Regional verschieden, verzeichnet der Freitod in den USA sagenhafte Zuwachsraten von über 50 Prozent. Das ist wirklich beachtlich. Soviel Mut zum Abtreten bringen die Deutschen in aller Regel nicht auf. Kann auch sein, dass es denen viel zu gut geht. In Deutschland stagniert der Selbstmord bei 12,3 Nasen pro 100.000 Einwohner (Wert 2015). Das ist eine vergleichsweise geringe Zahl an Menschen die sich freiwillig in die Gruft wirft. Wir reden übrigens über den Zeitraum von 1999 bis 2016 in den USA. Ganz besondere Beliebtheit entwickelte der Freitod in den USA demnach ab der Finanzkrise im Jahre 2008, was offiziell aber  nichts zu bedeuten hat.

Eine US-Kleinstadt radiert sich jährlich aus

Im Jahr 2016 hat sich quasi eine mittlere Kleinstadt von 45.000 Menschen in den USA auf diese Art und Weise selbst ausradiert. In den Bundesstaaten mit der höchsten Selbstmordrate kletterte der traurige Referenzwert auf 29,2 Personen pro 100.000 Einwohner. Das ist selbst für die USA ein beachtlicher Rekord. Da geht sicher noch einiges mehr, es müssen sich lediglich die Rahmenbedingungen noch weiter verschlechtern. Sehr viel deutet darauf hin, dass das auch in den folgenden Jahren noch passieren kann.

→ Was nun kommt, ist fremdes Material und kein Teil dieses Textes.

PR #2224, opened 2018-04-17
restore focus before adding a highlight, so the selection is visible after undo

tomaskikutis:
SDFID-376

### DIFF
--- a/scripts/core/editor3/helpers/highlights.js
+++ b/scripts/core/editor3/helpers/highlights.js
@@ -363,7 +363,18 @@ export function getHighlightDataAtCurrentPosition(editorState, types) {
  * @description add a new highlight for the current selection.
  */
 export function addHighlight(editorState, type, data) {
-    const highlightsState = getHighlightsState(editorState);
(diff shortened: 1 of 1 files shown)


scripts/core/editor3/helpers/highlights.js
```diff
@@ -363,7 +363,18 @@ export function getHighlightDataAtCurrentPosition(editorState, types) {
  * @description add a new highlight for the current selection.
  */
 export function addHighlight(editorState, type, data) {
-    const highlightsState = getHighlightsState(editorState);
+    var nextEditorState = editorState;
```
pablopunk: You're assigning nextEditorState to editorState here but reassigning on the next line, should it be like this?:

```diff
- var nextEditorState = editorState;
+ const nextEditorState = EditorState.acceptSelection(
+   editorState,
+   editorState.getSelection().merge({
+     hasFocus: true
+   })
+ );
```

tomaskikutis: You are right, there's no need to reassign here :)

PR #4175, opened 2023-01-10
Add image suggestion feature to iMatrics widget

imatricsOpenSource:
Hi! This is our first time contributing to Superdesk! 

If you want to discuss any changes, we are able to hop on a call in our shared slack or discuss the changes in the comments. Happy reading!

### DIFF
--- a/scripts/extensions/auto-tagging-widget/src/ImageTaggingComponent/ImageTaggingComponent.tsx
+++ b/scripts/extensions/auto-tagging-widget/src/ImageTaggingComponent/ImageTaggingComponent.tsx
@@ -291,7 +291,10 @@ export class ImageTagging extends React.PureComponent<IProps, IState> {
                     triggerSelector="#image-suggestions-info-btn"
                     zIndex={999}
                 >
-                    {gettext('Image suggestions are based on generated tags and can be added to article content by dragging.')}
+                    {gettext(
+                        'Image suggestions are based on generated tags'
+                        + ' and can be added to article content by dragging.',
+                    )}
                 </Popover>
 
                 <div style={style}>
--- a/scripts/extensions/auto-tagging-widget/src/ImageTaggingComponent/ImageTaggingComponent.tsx
+++ b/scripts/extensions/auto-tagging-widget/src/ImageTaggingComponent/ImageTaggingComponent.tsx
@@ -1,0 +1,278 @@
+import * as React from "react";
+import { ISuperdesk } from "superdesk-api";
+import { ToggleBoxNext } from "superdesk-ui-framework";
+
+interface Tag {
+  title: string;
+  type: string;
+  pubStatus: boolean;
+  weight: number;
+}
+
+interface Image {
+  imageUrl: string;
+  thumbnailUrl: string;
+  id?: string;
+  headline?: string;
+  caption?: string;
+  credit?: string;
+  byline?: string;
+  source?: string;
+  dateCreated?: string;
+  archivedTime?: string;
+}
+
+interface ServerResponse {}
+
+interface Props {
+  superdesk: ISuperdesk;
+  data: any;
+  style?: React.CSSProperties;
+}
+
+const gridContainerStyle: React.CSSProperties = {
+  display: "grid",
+  gridTemplateColumns: "3fr 1fr",
+  gridColumnGap: "4px",
+  maxHeight: "320px",
+  overflow: "hidden",
+};
+
+const gridItemLeftStyle: React.CSSProperties = {
+  width: "100%",
+  height: "100%",
+  maxHeight: "inherit",
+};
+
+const gridItemRightStyle: React.CSSProperties = {
+  width: "100%",
+  height: "100%",
+  maxHeight: "inherit",
+};
+
+const imageContentStyle: React.CSSProperties = {
+  width: "100%",
+  maxHeight: "inherit",
+  overflowY: "auto",
+  display: "grid",
+  gridRowGap: "4px",
+};
+
+const imageStyle: React.CSSProperties = {
+  width: "100%",
+  height: "auto",
+};
+
+const imageWrapperStyle: React.CSSProperties = {
+  cursor: "pointer",
+  maxHeight: "100%",
+};
+
+const selectedCardStyle: React.CSSProperties = {
+  display: "flex",
+  flexDirection: "column",
+  height: "100%",
+  overflow: "hidden",
+  boxShadow: "1px 3px 6px 0 rgba(0,0,0,0.2)",
+  width: "100%",
+  borderRadius: "4px",
+};
+
+const cardStyle: React.CSSProperties = {
+  boxShadow: "1px 3px 6px 0 rgba(0,0,0,0.2)",
+  width: "100%",
+  borderRadius: "2px",
+};
+
+let isMounted: boolean = false;
+
+const ImageTaggingComponent = (props: Props) => {
+  const { superdesk, data, style } = props;
+  const { httpRequestJsonLocal } = superdesk;
+
+  const [showImages] = React.useState<boolean>(true);
+  const [isLoading, setIsLoading] = React.useState<boolean>(false);
+  const [fetchError, setFetchError] = React.useState<boolean>(false);
+  const [selectedImage, setSelectedImage] = React.useState<Image | null>(null);
+  const [images, setImages] = React.useState<Image[]>([]);
+
+  const fetchImages = async (item: Tag[], signal: AbortSignal) => {
+    setIsLoading(true);
+    httpRequestJsonLocal({
+      abortSignal: signal,
+      method: "POST",
+      path: "/ai_image_suggestions/",
+      payload: {
+        service: "imatrics",
+        item,
+      },
+    })
+      .then((data: any) => {
+        if (isMounted) {
+          setFetchError(false);
+          try {
+            setSelectedImage(data.result[0]);
+            setImages(data.result ?? []);
+          } catch {
+            setSelectedImage(null);
+            setImages([]);
+          }
+        }
+      })
+      .catch(() => {
+        setFetchError(true);
+      })
+      .finally(() => isMounted && setIsLoading(false));
+  };
+
+  const formatTags = (concepts: any) => {
+    let res: Tag[] = [];
+    for (const key in concepts) {
+      if (key === "subject") {
+        concepts[key].forEach((concept: any) => {
+          res.push({
+            title: concept.name,
+            type: "category",
+            pubStatus: true,
+            weight: 1,
+          });
+        });
+      } else {
+        concepts[key].forEach((concept: any) => {
+          res.push({
+            title: concept.name,
+            type: key,
+            pubStatus: true,
+            weight: 1,
+          });
+        });
+      }
+    }
+    return res;
+  };
+
+  const handleClickImage = (image: Image) => {
+    setSelectedImage(image);
+  };
+
+  const handleDragStart = (
+    event: React.DragEvent<HTMLDivElement>,
+    image: any
+  ) => {
+    try {
+      event.dataTransfer.setData(
+        "application/superdesk.item.picture",
+        JSON.stringify({
+          _id: image.id ?? "",
+          guid: image.id ?? "",
+          description_text: image.caption ?? "",
+          headline: image.headline ?? "",
+          original_source: image.source ?? "",
+          source: image.source ?? "",
+          versioncreated: image.archivedTime ?? "",
+          firstcreated: image.dateCreated ?? "",
+          pubstatus: "usable",
+          _type: "externalsource",
+          fetch_endpoint: "scanpix",
+          mimetype: "image/jpeg",
+          type: "picture",
+          renditions: {
+            thumbnail: {
+              href: image.thumbnailUrl ?? "",
+            },
+            viewImage: {
+              href: image.imageUrl ?? "",
+            },
+            baseImage: {
+              href: image.imageUrl ?? "",
+            },
+          },
+          byline: image.byline ?? "",
+          _created: image.dateCreated ?? "",
+        })
+      );
+    } catch {}
+  };
+
+  React.useEffect(() => {
+    const currentTags = data;
+    const formattedTags = formatTags(currentTags);
+    const controller = new AbortController();
+    fetchImages(formattedTags, controller.signal);
+    return () => controller.abort();
+  }, [data]);
+
+  React.useEffect(() => {
+    isMounted = true;
+    return () => {
+      isMounted = false;
+    };
+  }, []);
+
+  return isMounted ? (
+    <ToggleBoxNext
+      title={`image suggestions ${
+        isLoading ? "(...)" : fetchError ? "(error)" : `(${images.length})`
+      }`}
+      style="circle"
+      isOpen={showImages}
+      key="image-suggestion"
+    >
+      <div style={style}>
+        {isLoading ? (
+          <div style={{ display: "flex", alignItems: "center" }}>
+            <div className="spinner-big" />
+          </div>
+        ) : images?.length > 0 ? (
+          <div style={gridContainerStyle}>
+            <div style={gridItemLeftStyle}>
+              <figure style={selectedCardStyle}>
+                <div style={{ maxHeight: "72%" }}>
+                  <img
+                    style={imageStyle}
+                    alt=""
+                    src={selectedImage?.imageUrl}
+                    onDragStart={(e) => handleDragStart(e, selectedImage)}
+                  />
+                </div>
+                <figcaption
+                  style={{
+                    padding: "4px",
+                    overflow: "auto",
+                    color: "#000",
+                    backgroundColor: "rgba(255,255,255,0.75)",
+                    height: "100%",
+                  }}
+                >
+                  {selectedImage?.caption}
+                </figcaption>
+              </figure>
+            </div>
+            <div style={gridItemRightStyle}>
+              <div style={imageContentStyle}>
+                {images.map((image: Image, i: number) => (
+                  <div key={i} style={cardStyle}>
+                    <div style={imageWrapperStyle}>
+                      <img
+                        style={imageStyle}
+                        key={i}
+                        alt=""
+                        src={image.imageUrl}
+                        onClick={() => {
+                          handleClickImage(image);
+                        }}
+                        onDragStart={(e) => handleDragStart(e, image)}
+                      />
+                    </div>
+                  </div>
+                ))}
+              </div>
+            </div>
+          </div>
+        ) : null}
+      </div>
+    </ToggleBoxNext>
+  ) : null;
+};
+
+export default ImageTaggingComponent;
--- a/scripts/extensions/auto-tagging-widget/src/ImageTaggingComponent/ImageTaggingComponent.tsx
+++ b/scripts/extensions/auto-tagging-widget/src/ImageTaggingComponent/ImageTaggingComponent.tsx
@@ -219,9 +219,8 @@ export class ImageTagging extends React.PureComponent<IProps, IState> {
                         });
                     }
                 })
-                .catch((e: Error) => {
-                    superdesk.ui.alert('Failed to fetch image suggestions. Please, try again!\r'
-                    + JSON.stringify(e));
+                .catch(() => {
+                    superdesk.ui.alert('Failed to fetch image suggestions. Please, try again!');
                 })
                 .finally(() => this.setState({isLoading: false}));
         });
--- a/scripts/extensions/auto-tagging-widget/src/ImageTaggingComponent/ImageTaggingComponent.tsx
+++ b/scripts/extensions/auto-tagging-widget/src/ImageTaggingComponent/ImageTaggingComponent.tsx
@@ -4,6 +4,7 @@ import {ITagUi} from '../types';
 import {OrderedMap} from 'immutable';
 import {IServerResponse, ITagBase, toServerFormat} from '../adapter';
 import {ToggleBoxNext} from 'superdesk-ui-framework';
+import {debounce} from 'lodash';
 
 interface ITagInput {
     title: string;
@@ -38,7 +39,6 @@ interface IProps {
 interface IState {
     showImages: boolean;
     isLoading: boolean;
-    fetchError: boolean;
     selectedImage: IImage | null;
     images: Array<IImage>;
 }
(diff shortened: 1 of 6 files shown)


tomaskikutis:
Hi @imatricsOpenSource,

I didn't get to reviewing the code yet, but plan to do so soon. Ignore the failing `fire:www` task - the issue is on our side here.

tomaskikutis:
Regarding linting errros, you should see them by clicking "details" in "CI / test (pull_request) " row. Or running `npm run lint` locally. Currently the failing one is `ERROR: scripts/extensions/auto-tagging-widget/src/auto-tagging.tsx[53, 36]: trailing whitespace`

scripts/extensions/auto-tagging-widget/src/ImageTaggingComponent/ImageTaggingComponent.tsx
```diff
@@ -0,0 +1,278 @@
...
+  };
+
+  const handleDragStart = (
+    event: React.DragEvent<HTMLDivElement>,
+    image: any,
+  ) => {
+    try {
+      event.dataTransfer.setData(
+        "application/superdesk.item.picture",
+        JSON.stringify({
```
tomaskikutis, line 163: Specify the type of an object as `IArticle` before passing to `JSON.stringify`. This allows for TypeScript compiler to validate the properties.

```
const item: IArticle = {...};

event.dataTransfer.setData(
        "application/superdesk.item.picture",
        JSON.stringify(item),
)
```

scripts/extensions/auto-tagging-widget/src/ImageTaggingComponent/ImageTaggingComponent.tsx
```diff
@@ -0,0 +1,278 @@
...
+  borderRadius: "2px",
+};
+
+let isMounted: boolean = false;
+
+const ImageTaggingComponent = (props: IProps) => {
+  const { superdesk, data, style } = props;
+  const { httpRequestJsonLocal } = superdesk;
+
+  const [showImages] = React.useState<boolean>(true);
```
tomaskikutis, line 91: Use class based components. We're not using hooks in the codebase.

scripts/extensions/auto-tagging-widget/src/auto-tagging.tsx
```diff
@@ -47,13 +49,17 @@ interface IIMatricsFields {
     };
 }
 
-type IEditableData = {original: IAutoTaggingResponse; changes: IAutoTaggingResponse};
+type IEditableData = {
```
tomaskikutis, line 52: Could you revert lines that were modified, but nothing functional was actually changed, like here? Also whitespaces like added/removed newlines in other places.

scripts/extensions/auto-tagging-widget/src/auto-tagging.tsx
```diff
@@ -47,13 +49,17 @@ interface IIMatricsFields {
...
+    original: IAutoTaggingResponse; 
+    changes: IAutoTaggingResponse;
+};
 
 interface IState {
     runAutomaticallyPreference: boolean | 'loading';
     data: 'not-initialized' | 'loading' | IEditableData;
     newItem: INewItem | null;
     vocabularyLabels: Map<string, string> | null;
+    showImageWidget: boolean;
```
tomaskikutis, line 62: This should be removed if it's not actually used. It's set to `true` in the constructor and can never be changed. In that case, simply render the component unconditionally.

scripts/extensions/auto-tagging-widget/src/ImageTaggingComponent/ImageTaggingComponent.tsx
```diff
@@ -0,0 +1,278 @@
+import * as React from "react";
+import { ISuperdesk } from "superdesk-api";
+import { ToggleBoxNext } from "superdesk-ui-framework";
+
+interface ITag {
```
tomaskikutis, line 5: Is this the same entity as `ITagBase`? If so, let's use the existing interface

scripts/extensions/auto-tagging-widget/src/ImageTaggingComponent/ImageTaggingComponent.tsx
```diff
@@ -0,0 +1,278 @@
...
+  credit?: string;
+  byline?: string;
+  source?: string;
+  dateCreated?: string;
+  archivedTime?: string;
+}
+
+interface IProps {
+  superdesk: ISuperdesk;
+  data: any;
```
tomaskikutis, line 27: Do not use `any`. Specify the actual type. Here and in other places in this PR.

tomaskikutis (changes requested):
Is there a specification/documentation somewhere describing how this should work? If not, maybe you could add it in the PR description?

It would also be useful to have a screen recording attached of the feature in action.

scripts/extensions/auto-tagging-widget/src/ImageTaggingComponent/ImageTaggingComponent.tsx
hanstchou: This is solved. It was hard to guess the payload, so I reused the article and changed what seemed relevant fields. Thanks for the feedback!

scripts/extensions/auto-tagging-widget/src/ImageTaggingComponent/ImageTaggingComponent.tsx
hanstchou: This is solved. Modified the functional component to the class component. Thanks for the feedback!

scripts/extensions/auto-tagging-widget/src/auto-tagging.tsx
hanstchou: This is now reverted. Sorry about this. We didn't plan to modify it, it was because "ERROR: scripts/extensions/auto-tagging-widget/src/auto-tagging.tsx[53, 36]: trailing whitespace" was shown. Thanks for the feedback!

scripts/extensions/auto-tagging-widget/src/auto-tagging.tsx
hanstchou: This has been refactored and renamed to "showImagesPreference", and uses the Superdesk preference setting similar to run automatically.

scripts/extensions/auto-tagging-widget/src/ImageTaggingComponent/ImageTaggingComponent.tsx
hanstchou: It's not same as ITagBase, it's in another format and is used in the request payload. This has been refactored to ITagInput. Thanks for the feedback!

scripts/extensions/auto-tagging-widget/src/ImageTaggingComponent/ImageTaggingComponent.tsx
hanstchou: This is now solved. IServerResponse from the adapter is now used. Thanks once again for the feedback! :)

hanstchou:
> Is there a specification/documentation somewhere describing how this should work? If not, maybe you could add it in the PR description?
> 
> It would also be useful to have a screen recording attached of the feature in action.

Hi, Tomas!

Currently, there is no official documentation. Below I attach a snippet of the extended widget.
Images should be suggested based on the tags, and the editors should be able to drag and drop any images on the article. It should function similarly to how the authors are currently attaching images in the articles, but faster and with ease.

Similar to the tagging, two additional variables need to be set in the config/env such as the image URL and credentials which we will provide upon request.

superdesk_image_suggestion

scripts/extensions/auto-tagging-widget/src/ImageTaggingComponent/ImageTaggingComponent.tsx
```diff
@@ -0,0 +1,355 @@
...
+        }
+      }
+      return res;
+    }
+
+    handleClickImage = (image: IImage) => {
+      this.setState({ selectedImage: image });
+    }
+
+    handleDragStart = (
```
tomaskikutis, line 238: It only accesses `this.props.article` from the class. Move it out of a class and define as a standalone function. Pass `this.props.article` as an argument.

tomaskikutis (commented):
Thanks for explaining @hanstchou. Screenshots are especially useful.

> editors should be able to drag and drop any images on the article

from the code it seems it's only possible to drag the selected image and judging from the screenshot there are no visual clues for users to understand this. It would be good to either add a visual indication or make all images draggable, not only the selected one.

See my new comments on a class based component. Also finish fixing the lint issues. We have 2 linters and the second one only starts when first one doesn't report any issues. I did push a small change to make the first one pass. Main problems now are indentation style and usage of double quotes.

scripts/extensions/auto-tagging-widget/src/ImageTaggingComponent/ImageTaggingComponent.tsx
```diff
@@ -0,0 +1,355 @@
...
+      event: React.DragEvent<HTMLDivElement>,
+      image: IImage | null,
+    ) => {
+      if (!image) {
+        return;
+      }
+      let item: IArticle;
+      try {
+        item = {
+          ...this.props.article,
```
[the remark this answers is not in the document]
hanstchou: Hi, Tomas!

I noticed this and we have now fixed the second lint issue. Additionally, the payload has been adjusted according to the backend changes.

The users can also drag the images on the list since they have a similar attribute (onDragStart) to the selected image. However, you have a point that there is no indication that they are draggable. However, the indicator feature has not been demanded/explained by the stakeholder.

From the UX perspective, how may we provide an indicator of the drag feature without needing to fill up more space in the widget for future development?

scripts/extensions/auto-tagging-widget/src/ImageTaggingComponent/ImageTaggingComponent.tsx
```diff
@@ -0,0 +1,355 @@
...
+      clearTimeout(this.fetchTimeout);
+      if (
+        this._mounted &&
+        !this.state.isLoading &&
+        !this.isEqualTags(
+          this.formatTags(this.props.data),
+          this.state.prevInput,
+        )
+      ) {
+        this.fetchTimeout = setTimeout(() => {
```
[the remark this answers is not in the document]
hanstchou: The purpose of the timeout is to prevent immediate fetch upon tag changes. E.g. when manually removing 2 tags really quickly, we do not want 2 parallel requests. This is one way of preventing this without needing to cancel the first request.

hanstchou:
> from the code it seems it's only possible to drag the selected image and judging from the screenshot there are no visual clues for users to understand this. It would be good to either add a visual indication or make all images draggable, not only the selected one.
> 
> See my new comments on a class based component. Also finish fixing the lint issues. We have 2 linters and the second one only starts when first one doesn't report any issues. I did push a small change to make the first one pass. Main problems now are indentation style and usage of double quotes.


Hi, Tomas!

I noticed this and we have now fixed the second lint issue. Additionally, the payload has been adjusted according to the backend changes.

The users can also drag the images on the list since they have a similar attribute (onDragStart) to the selected image. However, you have a point that there is no indication that they are draggable. However, the indicator feature has not been demanded/explained by the stakeholder.

From the UX perspective, how may we provide an indicator of the drag feature without needing to fill up more space in the widget for future development?

scripts/extensions/auto-tagging-widget/src/ImageTaggingComponent/ImageTaggingComponent.tsx
```diff
@@ -0,0 +1,355 @@
...
+      const { style } = this.props;
+      const { showImages, isLoading, fetchError, selectedImage, images } =
+        this.state;
+
+      if (!this._mounted) {
+        return null;
+      }
+      return (
+        <ToggleBoxNext
+          title={`image suggestions ${
```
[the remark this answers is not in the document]
hanstchou: Noted, thanks!

scripts/extensions/auto-tagging-widget/src/ImageTaggingComponent/ImageTaggingComponent.tsx
```diff
@@ -0,0 +1,355 @@
...
+            this.setState({ fetchError: true });
+          })
+          .finally(() => this._mounted && this.setState({ isLoading: false }));
+      });
+    }
+
+    isEqualTags = (current: Array<ITagInput>, prev: Array<ITagInput>) =>
+      JSON.stringify(current) === JSON.stringify(prev)
+
+    formatTags = (concepts: IServerResponse) => {
```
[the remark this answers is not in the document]
hanstchou: Noted, thanks! Will move it outside the class in the next commit.

scripts/extensions/auto-tagging-widget/src/ImageTaggingComponent/ImageTaggingComponent.tsx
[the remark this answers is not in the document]
petrjasek: we allow external images, as long as it provides renditions with working urls it should be fine. ntb doesn't upload images in general, they use external images from scanpix

scripts/extensions/auto-tagging-widget/src/ImageTaggingComponent/ImageTaggingComponent.tsx
```diff
@@ -0,0 +1,355 @@
...
+
+      this.state = {
+        showImages: true,
+        isLoading: false,
+        fetchError: false,
+        selectedImage: null,
+        images: [],
+        prevInput: [],
+      };
+      this._mounted = false;
```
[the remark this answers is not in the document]
hanstchou: Makes sense. _mounted will be removed.

scripts/extensions/auto-tagging-widget/src/ImageTaggingComponent/ImageTaggingComponent.tsx
```diff
@@ -0,0 +1,355 @@
...
+      this.abortController.abort();
+      clearTimeout(this.fetchTimeout);
+    }
+
+    componentDidUpdate() {
+      clearTimeout(this.fetchTimeout);
+      if (
+        this._mounted &&
+        !this.state.isLoading &&
```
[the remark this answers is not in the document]
hanstchou: Adjusted. Thanks!

scripts/extensions/auto-tagging-widget/src/ImageTaggingComponent/ImageTaggingComponent.tsx
```diff
@@ -0,0 +1,355 @@
...
+        !this.isEqualTags(
+          this.formatTags(this.props.data),
+          this.state.prevInput,
```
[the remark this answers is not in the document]
hanstchou: I see. Adjusted, thanks!

scripts/extensions/auto-tagging-widget/src/ImageTaggingComponent/ImageTaggingComponent.tsx
hanstchou: Thank you! handleDragStart has now been moved out of the class.

hanstchou:
Hi @tomaskikutis 

We think we have adjusted the code according to the feedback. Thank you!

scripts/extensions/auto-tagging-widget/src/ImageTaggingComponent/ImageTaggingComponent.tsx
```diff
@@ -0,0 +1,355 @@
...
+      this.abortController.abort();
+      clearTimeout(this.fetchTimeout);
+    }
+
+    componentDidUpdate() {
+      clearTimeout(this.fetchTimeout);
+      if (
+        this._mounted &&
+        !this.state.isLoading &&
+        !this.isEqualTags(
```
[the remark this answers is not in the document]
hanstchou: Thank you!

hanstchou:
For the indicator, added a grab pointer on the images.

tomaskikutis:
> From the UX/UI perspective, do you have an idea of how may we provide an indicator of the drag feature without needing to fill up more space in the widget for future development?

One of the things I was about to suggest is using a relevant mouse cursor which you did already. Another useful thing to do would be to use a `ToggleBox` (not `ToggleBoxNext`) component from ui-framework which [has a badge property](https://user-images.githubusercontent.com/2076953/215345243-6d9b1a34-b9d7-4205-bb96-d0f27a6579dd.png). There you can pass any JSX and it will get displayed to the right of the title. There you could put an "i" icon(for information) and upon clicking it, display a popover describing the usage.

scripts/extensions/auto-tagging-widget/src/ImageTaggingComponent/ImageTaggingComponent.tsx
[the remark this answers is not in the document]
tomaskikutis: Can you use `debounce` or `throttle` from lodash instead? It accomplishes the same, but uses a more standard approach.

scripts/extensions/auto-tagging-widget/src/ImageTaggingComponent/ImageTaggingComponent.tsx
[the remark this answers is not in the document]
tomaskikutis: I was about to comment that usage of `gettext` is incorrect - you can't interpolate a string with JS and have to use `{{placeholder}}` syntax inside the string. On the other hand it would probably be better not to store `fetchError` in the state in the first place if the only purpose is to display it in the title. Better use `superdesk.ui.alert` to show an alert and suggest user to retry the action.

tomaskikutis:
When you push new commits, GitHub requires me to authorize running of tests, so it might look like lint issues are fixed when they're not. You can check it locally by running `npm run lint` in the project root.

hanstchou:
I've been running lint locally. It looks fine, and no error appears.

hanstchou:
We will make another commit with your suggested approach. Thanks for feedback.

hanstchou:
> 
> One of the things I was about to suggest is using a relevant mouse cursor which you did already. Another useful thing to do would be to use a `ToggleBox` (not `ToggleBoxNext`) component from ui-framework which [has a badge property](https://user-images.githubusercontent.com/2076953/215345243-6d9b1a34-b9d7-4205-bb96-d0f27a6579dd.png). There you can pass any JSX and it will get displayed to the right of the title. There you could put an "i" icon(for information) and upon clicking it, display a popover describing the usage.

hi @tomaskikutis 
When trying to replace ToggleBoxNext with ToggleBox from superdesk-ui-framwork following issue occurs. How do I get by this, and do you have a class or icon library for importing the "i"-icon?

Screenshot from 2023-01-31 16-05-01

tomaskikutis:
> When trying to replace ToggleBoxNext with ToggleBox from superdesk-ui-framwork following issue occurs.

Ensure you add `/react` at the end of your import: `import {IconButton} from 'superdesk-ui-framework/react';`

> do you have a class or icon library for importing the "i"-icon?

You can use `IconButton` with `info-sign`. Here's the list with all icons: https://ui-framework.superdesk.org/#/react/icon-font

hanstchou:
> Ensure you add `/react` at the end of your import: `import {IconButton} from 'superdesk-ui-framework/react';`

@tomaskikutis 
Still similar issue after importing from  'superdesk-ui-framework/react'.

hanstchou:
Hi @tomaskikutis

We have now replaced the ToggleBoxNext with a ToggleBox with a info button with popover showing the information. Hope everything is good now. Thank you!

scripts/extensions/auto-tagging-widget/src/ImageTaggingComponent/ImageTaggingComponent.tsx
```diff
@@ -0,0 +1,370 @@
...
+                        } else {
+                            return (
+                                <div style={gridContainerStyle}>
+                                    <div style={gridItemLeftStyle}>
+                                        <figure style={selectedCardStyle}>
+                                            <div style={{maxHeight: '72%'}}>
+                                                <img
+                                                    style={imageStyle}
+                                                    alt=""
+                                                    src={selectedImage?.imageUrl}
```
tomaskikutis, line 326: `<img` shouldn't be rendered at all if we don't have a url. Same for figcaption.

tomaskikutis (commented):
@hanstchou I did push a few improvements. I'd like you to fix one more thing comment and we're good to merge it then. Take a look at my changes and see if they're not breaking anything - I think they should. One more thing - ensure the server returns an empty array in `IImageServerResponse['result']` if no image suggestions are available.

tomaskikutis:
> Take a look at my changes and see if they're not breaking anything - I think they should

correction: by mistake I wrote that I expect my changes to break things. I meant to write that I do **NOT** expect them to break anything

hanstchou:
Hi @tomaskikutis 

Thank you for all the help and feedback!
I have ensured that images contains an URL by filtering the items with no containing URL in the response.

Also, the changes you made did not break anything, however, I could not test the method superdesk.ui.article.prepareExternalImageForDroppingToEditor since my local version is not on the latest branch.

We will modify the server to ensure return of an empty list if no images were found in the server repo.

tomaskikutis:
I did check it in action on one of our instances. It's good that you've filtered images that don't have a URL, but do update usage so optional chaining is not used then. Same for caption - either don't use optional chaining if it will always be present, or don't render `figcaption` node when caption is not present. See my [last comment](https://github.com/superdesk/superdesk-client-core/pull/4175#discussion_r1100412058)

If you updated the server to never return images that don't have a src, update the typescript interface on the client to make the `imageUrl` mandatory and remove client-side filtering.

hanstchou:
Hi @tomaskikutis !

Sorry that I missed the figcaption point. We have now fixed that figcaption is only rendered if there is a caption, and also removed unnecessary optional chaining in imageUrl.

On the other hand, we did only ensured that the server returns a result of an array. No filter of src in the server. Therefore we keep the filtering on the client.

Thank you for checking this through.

tomaskikutis:
> On the other hand, we did only ensured that the server returns a result of an array. No filter of src in the server. Therefore we keep the filtering on the client.

Can you filter it on the server instead?

Other than that, I don't have any other comments and we can merge it when unit tests pass.

hanstchou:
Hi @tomaskikutis !

We have now added the filter of images with no src on the server and removed the now unnecessary filter in the client. Let's pray for the unit test to pass! Thank you for everything!

tomaskikutis (approved):
Thanks @hanstchou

Selbstmord ist gerade in den USA inzwischen eine der beliebtesten Todesursachen. Sie rangiert noch weit vor Mord. In 2015 gab es lediglich 16.000 Tote durch Mord. Das ist nur gut ein Drittel von dem was sich in einem Jahr selbst wegschafft. Auch die Verkehrstoten kann der „Selbstmord“ locker noch in den Schatten stellen, folgt man diesem Bericht: Sieben Prozent mehr Verkehrstote im Jahr 2015[DVR]. Da sind es lediglich rund 35.000 Tote. Ein Grund mehr, einmal die realen Ursachen dieser selbstmörderischen Angelegenheit zu betrachten.

Falsche Werte, falsches Leben, reales Sterben

Amerikaner bringen sich massenhafter denn je um Wen weitere Details zu dieser amerikanischen Sonderheit Tragödie interessieren, der findet unter diesem Link: Suicide rates rising across the U.S.[CDC] noch weitere Details, allerdings in englischer Sprache. Allzu gerne werden die Ursachen für die gestiegenen Selbstmordraten im gesundheitlichen Bereich verortet. Es werden einfach psychische Probleme daraus gemacht und schon ist für die Statistik alles korrekt erfasst. Dass diese psychischen Probleme nicht selten ganz profane materielle Ursachen haben, will eigentlich niemand im Land der unbegrenzten Möglichkeiten hören. Das könnte den „Amerikanischen Traum“ nachhaltig beschädigen. Deshalb gibt es noch keine vernünftigen Qualitätsnormen für den erfolgreichen Selbstmord in den USA oder andernsorts.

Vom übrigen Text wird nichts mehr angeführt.